Jornal do Brasil

País - Artigo

Cidadania possível

Jornal do Brasil TARCISIO PADILHA JUNIOR, tarcisiopadilhajunior@yahoo.com.br

É possível compreender claramente os próprios objetivos, e ainda ser capaz de levar em consideração os objetivos de outras pessoas? Embora os objetivos de outras pessoas possam não estar incorporados aos nossos, bem podemos reconhecer nossa interdependência mútua.

 

A capacidade da pessoa sair conscientemente de si e se confrontar com outra pessoa é mobilizada em medidas e modos variados, atravessa uma sequência contínua de estágios.
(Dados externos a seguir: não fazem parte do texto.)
PR #2009, opened 2021-04-27
mathbox: elementwise intersection

benjub:
@nmegill : I propose to replace zfregcl and zfreg by their generalizations where the hypothesis A e. _V is replaced by the antecedent A e. V (and there is no DV condition on V). The new versions are in this PR: bj-zfregcl , bj-zfreg.  I actually need the latter to prove bj-restreg.  The other usages can be adapted, and this even provides (in the cases I looked at) shortenings of the proofs using these. I also propose to deprecate zfreg2 as it is a minor variation of zfreg and has only one usage.

This PR was motivated by the google post https://groups.google.com/g/metamath/c/lkOfogl6cPg/m/o3a1mDifAgAJ by @glacode. 
I propose to have a section dedicated to df-rest earlier in set theory, but the version in my mathbox is not ready (there are many theorems, mostly by @digama0, already in set.mm, that have to be moved, and I have to see if there are some redundancies). I think I will open an issue when this is a bit more polished.

Note to @nmegill  : in the head comment of the section, I had written \` X |\`t A \` and this caused a warning on verify markup, so I replaced the rest symbol with dots. This is probably due to a parsing problem with backticks somewhere.

Below are the warnings.

?Warning: In the comment for statement "bj-rest00", math symbol token "the"
does not have a LaTeX and/or an HTML definition.
?Warning: In the comment for statement "bj-rest00", math symbol token
"elementwise" does not have a LaTeX and/or an HTML definition.
?Warning: In the comment for statement "bj-rest00", math symbol token
"intersection" does not have a LaTeX and/or an HTML definition.
?Warning: In the comment for statement "bj-rest00", math symbol token "on" does
not have a LaTeX and/or an HTML definition.
?Warning: In the comment for statement "bj-rest00", math symbol token "the"
does not have a LaTeX and/or an HTML definition.
?Warning: In the comment for statement "bj-rest00", math symbol token "family"
does not have a LaTeX and/or an HTML definition.
?Warning: In the comment for statement "bj-rest00", math symbol token "by" does
not have a LaTeX and/or an HTML definition.
?Warning: In the comment for statement "bj-rest00", math symbol token "the"
does not have a LaTeX and/or an HTML definition.
?Warning: In the comment for statement "bj-rest00", math symbol token "REMARK:"
does not have a LaTeX and/or an HTML definition.
?Warning: In the comment for statement "bj-rest00", math symbol token "many"
does not have a LaTeX and/or an HTML definition.
[...]

PR #2010, opened 2021-04-28
typos

benjub:
Fix two typos from #2009.


benjub:
Generalize zfregcl, zfreg as agreed in #2009. It turns out that it slightly lengthened the proofs using them, but I think this is minor (and already noted in previous discussions about sethood hypothesis versus sethood antecedent with @nmegill and @avekens).

PR #2067, opened 2021-07-06
Shorten proofs of ceqsralt, elrab3t, euind, reu6, reu8, and reuind

jamesjer:
I've been studying the proofs in the section "The universal class" and found a few that could be shortened a bit.  Almost always, I simply reversed the order of two steps and then `MINIMIZE_WITH` did the rest, so I don't think "Proof shortened by" comments are warranted.


benjub:
Did you notice any change in axiom usage ? I see that in a proof (of  ceqsralt?), {vex, ceqsalv} was replaced by {equsalvw}, so maybe we gain something. If it's too hard to compare, then we can wait for the merge and check the old/mpeuni url.

jamesjer:
The output of `show trace_back <label> /axioms` for each is the same before and after, except for reu8, which has these in the before case, but not in the after case: 

- w3a
- df-3an
- df-clab
- cvv
- df-v

benjub:
Thanks @jamesjer. Avoiding df-clab is a real gain (and the others are also appreciable)!

**Edit:** equsalvw can probably be used in other places (typically when equsal, ceqsal(v)... are used) to reduce axiom usage.

PR #2068, opened 2021-07-06
[Mathbox] Young's inequality

DyeKuu:
- adds Young's inequality to KZ's Mathbox


benjub:
Nice !
Side note: the inequality also works for a or b equal to zero (assuming a>=0, b>=0, p>=0 suffices, since the hypothesis 1/p+1/q=1 implies p and q strictly positive). Recall that RR+ denotes in set.mm the (strictly) positive real numbers.

I don't know what @DyeKuu, @nmegill and @digama0 (and everyone) think, but if we begin to have a growing library of analysis inequalities (like Young's and the previous AMGM inequalities) it may be worth the trouble to have them in full generality for future use. If a new symbol is added, I'm a proponent of RR>=0 (displayed \mathbb{R}\_{\geq 0}) and RR>0 (displayed \mathbb{R}\_{>0}) to avoid confusion as to RR+ containing 0 or not.

DyeKuu:
I totally agree with extending these inequalities to their full version (including side cases of 0).
As for adding new definitions like \mathbb{R}\_{\geq 0}, I'm neutral with this proposal. I guess this may take a large amount of work on transforming all the theorem involving (A e. RR /\ 0 <_ A). But given the long-term advantage, I think it worth a shot.

nmegill:
> I don't know what @DyeKuu, @nmegill and @digama0 (and everyone) think, but if we begin to have a growing library of analysis inequalities (like Young's and the previous AMGM inequalities) it may be worth the trouble to have them in full generality for future use. If a new symbol is added,

Before RR+ was added, there were enough theorems with (A e. RR /\\ 0 < A) to make it apparent there would be a net benefit by introducing the RR+ definition and associated utility theorems like ~rpre.  Currently there are over 450 theorems using RR+.

RR\>=0 is used less frequently, but there are over 60 matches for ( A e. RR /\ 0 \<_ A ) so it may be at the point of being useful.  We have to be careful, though, to look at how these theorems are typically used.  If a proof requires unwinding the definition back to RR in order to work with regular RR theorems, the proof may become longer instead of shorter.

> I'm a proponent of RR>=0 (displayed \mathbb{R}_{\geq 0}) and RR>0 (displayed \mathbb{R}_{>0}) to avoid confusion as to RR+ containing 0 or not.

I could go with this, although I don't see how RR+ is ambiguous.  In the context of real numbers, "positive" always means nonzero, right?

DyeKuu:
> I could go with this, although I don't see how RR+ is ambiguous. In the context of real numbers, "positive" always means nonzero, right?

This is a very interesting point of divergence in French Maths education (I think both Benoit and I have gone through this way), where people tend to call "0<_ A" positive and "0 < A" strictly positive.

benjub:
> Before RR+ was added, there were enough theorems with (A e. RR /\ 0 < A) to make it apparent there would be a net benefit by introducing the RR+ definition and associated utility theorems like ~rpre. Currently there are over 450 theorems using RR+.
> 
> RR>=0 is used less frequently, but there are over 60 matches for ( A e. RR /\ 0 <_ A ) so it may be at the point of being useful.

As for the number of uses, note that after NN0 was introduced, several theorems using NN were restated (or at least their NN0 version was added).  In textbooks, I saw many places where theorems were stated in the (strictly) positive case but were true when, says, n=0 (or x=0 for reals).   A similar thing would probably happen for RR>=0.

> We have to be careful, though, to look at how these theorems are typically used. If a proof requires unwinding the definition back to RR in order to work with regular RR theorems, the proof may become longer instead of shorter.

One could say "a new definition typically makes a proof longer".  Consider the theorem "a compact metric space is complete". Its proof is longer than the proof of "a set with a function d such that .... and such that for any open cover one can extract a finite subcover, is such that every sequence such that... converges."  A proof typically begins with unravelling the definitions, then doing the "real proof" and at the end repackaging things into defined terms.  But you know that and I think I understand what you mean: there can be intermediate "helper theorems" which actually shortcut this, so we have to look if the necessary theorems are there.

> I could go with this, although I don't see how RR+ is ambiguous. In the context of real numbers, "positive" always means nonzero, right?

You're right that "positive" always implies nonzero AFAIK (with the remark of @DyeKuu that French speakers should be careful; but Metamath is in English anyway).  I was talking about the ambiguity of the symbol "RR+", which may mean "positive" or "nonnegative".

benjub:
A few links in favor of R_{>0} and R_{\geq 0}:
* https://en.wikipedia.org/wiki/Positive_real_numbers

Constitui sempre a precondição para a transmissão do conhecimento, inclusive do autoconhecimento, algo que se desliga momentaneamente do sujeito do conhecimento, e atravessa uma cadeia ininterrupta de gerações.

 

Ultrapassa o valor de conselho de uma educação individual, testemunha a necessidade do fazer e refazer sem cessar o próprio balanço. Permite não confundir desejo e vontade, apreciação subjetiva e valor verdadeiro, opinião individual com conhecimento motivado. Exercício de cidadania que não pretende extinguir relações de poder, mas gerir o poder em nome do bem comum como referência maior.

 

Hoje o poder se define pela influência, significa a capacidade de fixar previamente suas condições, de modificar à vontade os seus parâmetros.

 

A possibilidade de cidadania plena depende de soluções buscadas localmente, também supõe a existência de individualidades fortes. Os jovens já perceberam que a política se tornou uma questão de administração, no qual o processo de soluções foge ao controle democrático.

 

O que deve ser corrigido é cada vez mais significativo, e inadequações a serem corrigidas são tão importantes quanto medidas corretivas que são aplicadas. Não há coletivo que não seja estabelecido sobre a dinâmica da confiança inteligente entre seus membros. A observação atenta e continuada dos fatos basta para pôr no centro das atenções o problema fundamental do verdadeiro sentido da cidadania.

 

Se diferentes lados conseguirem reconhecer interesses em comum e usar a criatividade para estruturar um acordo, este será possível. Para chegar a este entendimento, ambos precisam confiar um no outro para revelar a informação que, de outro modo, permanecerá privada.

 

*Engenheiro, é autor de "Por Inteiro" (Editora Multifoco, 2019)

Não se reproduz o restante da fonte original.